## Task to complete
The data beneath this task has to be reprinted character for character.

Stored items:
PR #1350, opened 2017-02-09
Add a presigned POST method to S3

jeskew:
This change adds a means of creating the necessary data for supporting uploads via [presigned multipart POST forms](http://docs.aws.amazon.com/AmazonS3/latest/API/sigv4-post-example.html). The caching mechanism for derived v4 signing keys was changed to allow identifying keys without using a client ID.


jeskew:
@chrisradek Apologies for the rebase; I wanted to grab the browser testing changes from master. The first two commits are unchanged from when you reviewed them before.

lib/signers/v4_credentials.js
```diff
@@ -0,0 +1,95 @@
...
+   * @returns {String}
+   */
+  getSigningKey: function getSigningKey(
+    credentials,
+    date,
+    region,
+    service,
+    shouldCache
+  ) {
+    var cacheKey = [credentials.accessKeyId, date, region, service].join('_');
```
chrisradek: We had 2 issues reported because this cache key wasn't unique enough:
https://github.com/aws/aws-sdk-js/pull/1054

You may need to pass the serviceClientId as well.

ts/s3.ts
```diff
@@ -163,4 +164,16 @@ uploader2.send((err, data) => {
 
 });
 
-var endpoint: Endpoint = s3.endpoint;
\ No newline at end of file
+var endpoint: Endpoint = s3.endpoint;
+
+let presignedPost: PresignedPost = s3.createPresignedPost({
```
chrisradek: Just to be safe, might be useful to also make sure we can access the expected fields (at least `url` and `fields`) on `presignedPost`.

lib/signers/v4_credentials.js
jeskew: The serviceClientId is orthogonal to the uniqueness of this cache key, but I see your point. I'll use an HMAC of the AKID and secret key.

lib/services/s3.js
```diff
@@ -731,6 +731,173 @@ AWS.util.update(AWS.S3.prototype, {
...
+    var boundParams = this.config.params || {};
+    var bucket = params.Bucket || boundParams.Bucket,
+      self = this,
+      config = this.config,
+      endpoint = AWS.util.copy(this.endpoint);
+    if (!config.s3BucketEndpoint) {
+      endpoint.pathname = '/' + bucket;
+    }
+
+    function finalizePost() {
```
jeskew: This function should only be invoked once credentials have been resolved, so it needs to be called from the callback.

ts/s3.ts
jeskew: Sure; will update.

RLovelett:
I'm not sure if this counts as a review or not but I've replaced my custom pre-signed post generation code with this and it works well. This seems like a positive addition to me.

Thanks @jeskew for pitching this and @chrisradek for reviewing. 👍

lib/services/s3.d.ts
```diff
@@ -1,6 +1,67 @@
 import {Service} from '../service';
 import {ManagedUpload} from '../s3/managed_upload';
 import S3 = require('../../clients/s3');
+
+export interface PresignedPostParams {
```
RLovelett: Typically after importing `S3` in TypeScript I can do something like this:

```
import { S3 } from 'aws-sdk';
const params: S3.Types.PresignedPostParams = {
  // ...
};
```

Unfortunately, it seems that the `PresignedPostParams` are exposed this way (likewise `PresignedPost`).

jeskew:
@chrisradek I moved the type definitions around to support access via `S3.PresignedPost` and `S3.Types.PresignedPost` per @RLovelett's feedback. This is my first time contributing to the generated TS definitions and I'm not sure if everything is correct.

PR #1356, opened 2017-02-10
Fix code syntax on Route53 listTrafficPolicyInstancesByHostedZone

robbiet480:
Noticed that all text on the docs after `IsTruncated` was broken. It's because of a hanging/malformed `<code/>`.

[Check out the problem here.](http://docs.aws.amazon.com/AWSJavaScriptSDK/latest/AWS/Route53.html#listTrafficPolicyInstancesByHostedZone-property) Notice that the font and style is completely different.


jeskew:
Hi @robbiet480,

Thanks for your contribution, but we are unable to accept changes to API models. They are automatically generated from an internal representation, so the next release would wipe out these changes. I'll follow up with the service team to make sure this change is included in their next release.

robbiet480:
Thanks for the explanation @jeskew! :)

## Response to this exercise
PR #1350, opened 2017-02-09
Add a presigned POST method to S3

jeskew:
This change adds a means of creating the necessary data for supporting uploads via [presigned multipart POST forms](http://docs.aws.amazon.com/AmazonS3/latest/API/sigv4-post-example.html). The caching mechanism for derived v4 signing keys was changed to allow identifying keys without using a client ID.


jeskew:
@chrisradek Apologies for the rebase; I wanted to grab the browser testing changes from master. The first two commits are unchanged from when you reviewed them before.

lib/signers/v4_credentials.js
```diff
@@ -0,0 +1,95 @@
...
+   * @returns {String}
+   */
+  getSigningKey: function getSigningKey(
+    credentials,
+    date,
+    region,
+    service,
+    shouldCache
+  ) {
+    var cacheKey = [credentials.accessKeyId, date, region, service].join('_');
```
chrisradek: We had 2 issues reported because this cache key wasn't unique enough:
https://github.com/aws/aws-sdk-js/pull/1054

You may need to pass the serviceClientId as well.

ts/s3.ts
```diff
@@ -163,4 +164,16 @@ uploader2.send((err, data) => {
 
 });
 
-var endpoint: Endpoint = s3.endpoint;
\ No newline at end of file
+var endpoint: Endpoint = s3.endpoint;
+
+let presignedPost: PresignedPost = s3.createPresignedPost({
```
chrisradek: Just to be safe, might be useful to also make sure we can access the expected fields (at least `url` and `fields`) on `presignedPost`.

lib/signers/v4_credentials.js
jeskew: The serviceClientId is orthogonal to the uniqueness of this cache key, but I see your point. I'll use an HMAC of the AKID and secret key.

lib/services/s3.js
```diff
@@ -731,6 +731,173 @@ AWS.util.update(AWS.S3.prototype, {
...
+    var boundParams = this.config.params || {};
+    var bucket = params.Bucket || boundParams.Bucket,
+      self = this,
+      config = this.config,
+      endpoint = AWS.util.copy(this.endpoint);
+    if (!config.s3BucketEndpoint) {
+      endpoint.pathname = '/' + bucket;
+    }
+
+    function finalizePost() {
```
jeskew: This function should only be invoked once credentials have been resolved, so it needs to be called from the callback.

ts/s3.ts
jeskew: Sure; will update.

RLovelett:
I'm not sure if this counts as a review or not but I've replaced my custom pre-signed post generation code with this and it works well. This seems like a positive addition to me.

Thanks @jeskew for pitching this and @chrisradek for reviewing. 👍

lib/services/s3.d.ts
```diff
@@ -1,6 +1,67 @@
 import {Service} from '../service';
 import {ManagedUpload} from '../s3/managed_upload';
 import S3 = require('../../clients/s3');
+
+export interface PresignedPostParams {
```
RLovelett: Typically after importing `S3` in TypeScript I can do something like this:

```
import { S3 } from 'aws-sdk';
const params: S3.Types.PresignedPostParams = {
  // ...
};
```

Unfortunately, it seems that the `PresignedPostParams` are exposed this way (likewise `PresignedPost`).

jeskew:
@chrisradek I moved the type definitions around to support access via `S3.PresignedPost` and `S3.Types.PresignedPost` per @RLovelett's feedback. This is my first time contributing to the generated TS definitions and I'm not sure if everything is correct.

PR #1356, opened 2017-02-10
Fix code syntax on Route53 listTrafficPolicyInstancesByHostedZone

robbiet480:
Noticed that all text on the docs after `IsTruncated` was broken. It's because of a hanging/malformed `<code/>`.

[Check out the problem here.](http://docs.aws.amazon.com/AWSJavaScriptSDK/latest/AWS/Route53.html#listTrafficPolicyInstancesByHostedZone-property) Notice that the font and style is completely different.


jeskew:
Hi @robbiet480,

Thanks for your contribution, but we are unable to accept changes to API models. They are automatically generated from an internal representation, so the next release would wipe out these changes. I'll follow up with the service team to make sure this change is included in their next release.

robbiet480:
Thanks for the explanation @jeskew! :)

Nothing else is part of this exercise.